812PD - Mature survival (OS) data of a randomised international phase II trial (JASINT1): Vinflunine (VFL)-gemcitabine (GEM) vs. VFL-CBDCA in CDDP-unfit pa...

Date 29 September 2014
Event ESMO 2014
Session Genitourinary tumours, non prostate
Topics Anticancer Agents
Urothelial Cancers
Biological Therapy
Presenter Maria De Santis
Citation Annals of Oncology (2014) 25 (suppl_4): iv280-iv304. 10.1093/annonc/mdu337
Authors M. De Santis1, P.J. Wiechno2, C. Lucas3, C. Lin4, W. Su5, J. Bellmunt6, K. Legrand7, R. Fougeray7, S. Culine8
  • 13rd Medical Department, LBI-ACR VIEnna and KFJ-Hospital, 1100 - Wien/AT
  • 2Department Of Uro-oncology, Centrum Onkologii-Instytut im.Marii Sklodowskiej-Curie, Warsaw/PL
  • 3Medical Affairs Oncology, Institute de Recherche Pierre Fabre, 92654 - Boulogne-Billancourt/FR
  • 4Department Of Oncology, National Taiwan University Hospital, Tapei/TW
  • 5Oncology, National Cheng Kung University Hospital, 70403 - Tainan/TW
  • 6Medical Oncology, Bladder Cancer Center, Dana-Farber/Brigham and Women's Cancer Center, Harvard Medical School, Boston/US
  • 7Biometry Department, Institut de Recherche Pierre Fabre, Boulogne-Billancourt/FR
  • 8Oncology, Hospital Saint Louis, 75475 - PARIS CEDEX/FR



There is no standard 1st line chemotherapy (CT) for advanced or metastatic UC in pts unfit for a CDDP-based regimen. VFL, an EMA approved agent in the post-platinum setting has shown to be safe in pts with renal impairment. The study aimed to assess the benefit/risk ratio of 2 VFL-based CT regimens in UC.


Pts with a creatinine clearance (CrCl) <60mL/min but ≥30, PS 0/1, no prior systemic CT (except neoadjuvant or adjuvant CT if relapse occurred ≥6 mo after last dose) were randomized. Based on the CrCl, <40 or ≥40mL/min, pts received q 21 days (D) VFL 250 or 280mg/m2, plus GEM (Arm A) 750mg/m2 D1&8 escalated to 1000 cycle 2 (if no toxicity Grade (G) ≥2) or plus CBDCA AUC 4.5 D1 (Arm B). The primary endpoint was the disease control rate (DCR = CR + PR + SD). With α =5%, ß =20%, 31 evaluable pts/arm were planned to detect in each arm an improvement of 22% compared to H0 (41%). Safety, PFS and OS were secondary endpoints.

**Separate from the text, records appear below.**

PR #306, opened 2020-12-05
UI: add containing `View` for each `Label`

egorzhdan:
`WC_STATIC` control doesn't receive events like `WM_CONTEXTMENU`. To be able to handle those events, let's create containing views for `WC_STATIC` instances.

### DIFF
--- a/Sources/SwiftWin32/Views and Controls/Label.swift
+++ b/Sources/SwiftWin32/Views and Controls/Label.swift
@@ -21,21 +21,61 @@ private let SwiftLabelProc: SUBCLASSPROC = { (hWnd, uMsg, wParam, lParam, uIdSub
 }
 
 public class Label: Control {
-  private static let `class`: WindowClass = WindowClass(named: WC_STATIC)
-  private static let style: WindowStyle = (base: WS_TABSTOP | DWORD(SS_NOTIFY), extended: 0)
+  private static let `class`: WindowClass =
+      WindowClass(hInst: GetModuleHandleW(nil), name: "Swift.Label")
+  private static let style: WindowStyle = (base: WS_TABSTOP, extended: 0)
 
-  public override var font: Font! {
-    get { return super.font }
-    set(value) { super.font = value }
+  private var staticHWnd: HWND!
+
+  public var text: String? {
+    get {
+      let szLength: Int32 = GetWindowTextLengthW(self.staticHWnd)
+      let buffer: [WCHAR] = Array<WCHAR>(unsafeUninitializedCapacity: Int(szLength) + 1) {
+        $1 = Int(GetWindowTextW(self.staticHWnd, $0.baseAddress!, CInt($0.count)))
+      }
+      return String(decodingCString: buffer, as: UTF16.self)
+    }
+    set(value) { _ = SetWindowTextW(self.staticHWnd, value?.wide) }
   }
 
-  @_Win32WindowText
-  public var text: String?
+  public override var font: Font! {
+    didSet {
+      SendMessageW(self.staticHWnd, UINT(WM_SETFONT),
+                   unsafeBitCast(self.font?.hFont.value, to: WPARAM.self),
+                   LPARAM(1))
+    }
+  }
+
+  public override var frame: Rect {
+    didSet {
+      let rect = GetRect(hWnd: self.hWnd)
+      _ = SetWindowPos(self.staticHWnd, nil,
+                       CInt(rect.origin.x), CInt(rect.origin.y),
+                       CInt(rect.size.width), CInt(rect.size.height),
+                       UINT(SWP_NOZORDER | SWP_FRAMECHANGED))
+    }
+  }
 
   public init(frame: Rect) {
     super.init(frame: frame, class: Label.class, style: Label.style)
     _ = SetWindowSubclass(hWnd, SwiftLabelProc, UINT_PTR(1),
                          unsafeBitCast(self as AnyObject, to: DWORD_PTR.self))
+
+    let rect = GetRect(hWnd: self.hWnd)
+    self.staticHWnd = CreateWindowExW(0, WC_STATIC.wide, nil, 0,
+                                      0, 0,
+                                      Int32(rect.size.width),
+                                      Int32(rect.size.height),
+                                      nil, nil, GetModuleHandleW(nil), nil)!
+
+    _ = SetWindowLongW(self.staticHWnd, WinSDK.GWL_STYLE, WS_CHILD)
+    _ = SetParent(self.staticHWnd, self.hWnd)
+
+    self.font = Font.systemFont(ofSize: Font.systemFontSize)
+  }
+
+  deinit {
+    DestroyWindow(self.staticHWnd)
   }
 
   // ContentSizeCategoryAdjusting
--- a/Sources/SwiftWin32/Views and Controls/View.swift
+++ b/Sources/SwiftWin32/Views and Controls/View.swift
@@ -76,6 +76,19 @@ private func ScaleClient(rect: inout Rect, for dpi: UINT, _ style: WindowStyle) 
   rect = Rect(from: r)
 }
 
+internal func GetRect(hWnd: HWND) -> Rect {
+  var r: RECT = RECT()
+  if !GetClientRect(hWnd, &r) {
+    log.warning("GetClientRect: \(Error(win32: GetLastError()))")
+  }
+  _ = withUnsafeMutablePointer(to: &r) { [hWnd] in
+    $0.withMemoryRebound(to: POINT.self, capacity: 2) {
+      MapWindowPoints(hWnd, nil, $0, 2)
+    }
+  }
+  return Rect(from: r)
+}
+
 extension View {
   /// Options to specify how a view adjusts its content when its size changes.
   public enum ContentMode: Int {
@@ -241,16 +254,7 @@ public class View: Responder {
     // If `CW_USEDEFAULT` was used, query the actual allocated rect
     if frame.origin.x == Double(CW_USEDEFAULT) ||
        frame.size.width == Double(CW_USEDEFAULT) {
-      var r: RECT = RECT()
-      if !GetClientRect(self.hWnd, &r) {
-        log.warning("GetClientRect: \(Error(win32: GetLastError()))")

69 pts (34 arm A, 35 arm B) were enrolled over 18 months: at the median (med) follow-up of 25.9 mo 74% pts had died. Pts characteristics were similar in both groups: med age 70 yrs; PS 0 / 1 in 42% / 58%; primary sites: 52% bladder and 46% upper tract; visceral mets 49%, med CrCl 46mL/min. Med number of cycles was 5 (A) and 4 (B). More haematological G3/4 adverse events (AE) were reported in arm B: neutropenia in 68% (vs 38%) and febrile neutropenia in 14% (vs 3%) of pts. Main non-haematological G3/4 AE were fatigue (21.7%), infection (7.2%), and constipation (4.3%) without major difference between arms. DCR was 77% in both groups; ORR was 44.1% vs 28.6%, med PFS 5.9 vs 6.1 mo and med OS 14.0 vs 12.8 mo in arms A and B, respectively. Cause of death: progression in 90%, 1 drug-related AE (B), other reasons in 8%. Further anticancer drugs: 59% (A) and 51% (B); CBDCA, GEM and paclitaxel in 23%, 29% and 30%, respectively, with more taxanes in arm A (35%) and more GEM in arm B (37%).

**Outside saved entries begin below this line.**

PR #316, opened 2020-12-12
UI: expand Menu public interface

egorzhdan:
Store `Identifier` & `Options` as fields of `Menu`. This will be useful for supporting inline submenus.
It also matches the macCatalyst interface.

### DIFF
--- a/Sources/SwiftWin32/UI/Menu.swift
+++ b/Sources/SwiftWin32/UI/Menu.swift
@@ -6,6 +6,7 @@
  **/
 
 import WinSDK
+import class Foundation.NSUUID
 
 extension Menu {
   /// Constants for identifying an application's standard menus.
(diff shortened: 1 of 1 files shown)


Sources/SwiftWin32/UI/Menu.swift
```diff
@@ -246,6 +247,12 @@ extension Menu.Identifier {
   }
 }
 
+extension Menu.Identifier {
+  fileprivate static var generated: Menu.Identifier {
```
compnerd, line 251: Not sure how I feel about this, it may be unexpected the value returned is different each time.  I wonder if it makes sense to have this be a function to make it more obvious.  But, that can be cleaned up in a follow up as this is internal.

compnerd (approved):

PR #372, opened 2021-01-07
UI: support icons in menu items

egorzhdan:
This PR adds the support for icons displayed in context menu items, on the left side from the item title.

### DIFF
--- a/Sources/SwiftWin32/Menus and Shortcuts/MenuElement.swift
+++ b/Sources/SwiftWin32/Menus and Shortcuts/MenuElement.swift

Both VFL doublets are feasible with a similar DCR. However, a higher ORR and OS, while showing less haematological toxicity, favour VFL-GEM which warrants further clinical study.

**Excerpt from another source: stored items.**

PR #376, opened 2021-01-17
Hello World sample: Added a title and a hello world label

yostane:
Hello,
I have added a title and a label to the "hello world" example.
Best regards,

### DIFF
--- a/Examples/HelloWorld/HelloWorld.swift
+++ b/Examples/HelloWorld/HelloWorld.swift
@@ -20,8 +20,10 @@ extension HelloWorld: SceneDelegate {
     let window = Window(windowScene: windowScene)
     self.window = window
 
-    // Add a title
+    // the rootViewController allows add a title and some controls
     window.rootViewController = ViewController()
+
+    // Add a title
     window.rootViewController?.title = "swift-win32 Hello World"
 
     // Add a hello world label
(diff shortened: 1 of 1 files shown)


Examples/HelloWorld/HelloWorld.swift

M. De Santis: Advisory board: Laboratoire Pierre Fabre Corporate-sponsored research: Laboratoire Pierre Fabre Consultancy: Laboratoire Pierre Fabre; C. Lucas: Pierre Fabre employee; J. Bellmunt: Advisory board member of Laboratoires Pierre Fabre; K. Legrand and R. Fougeray: Laboratoires Pierre Fabre employee; S. Culine: Advisory board member and consultancies for Laboratoires Pierre Fabre. All other authors have declared no conflicts of interest.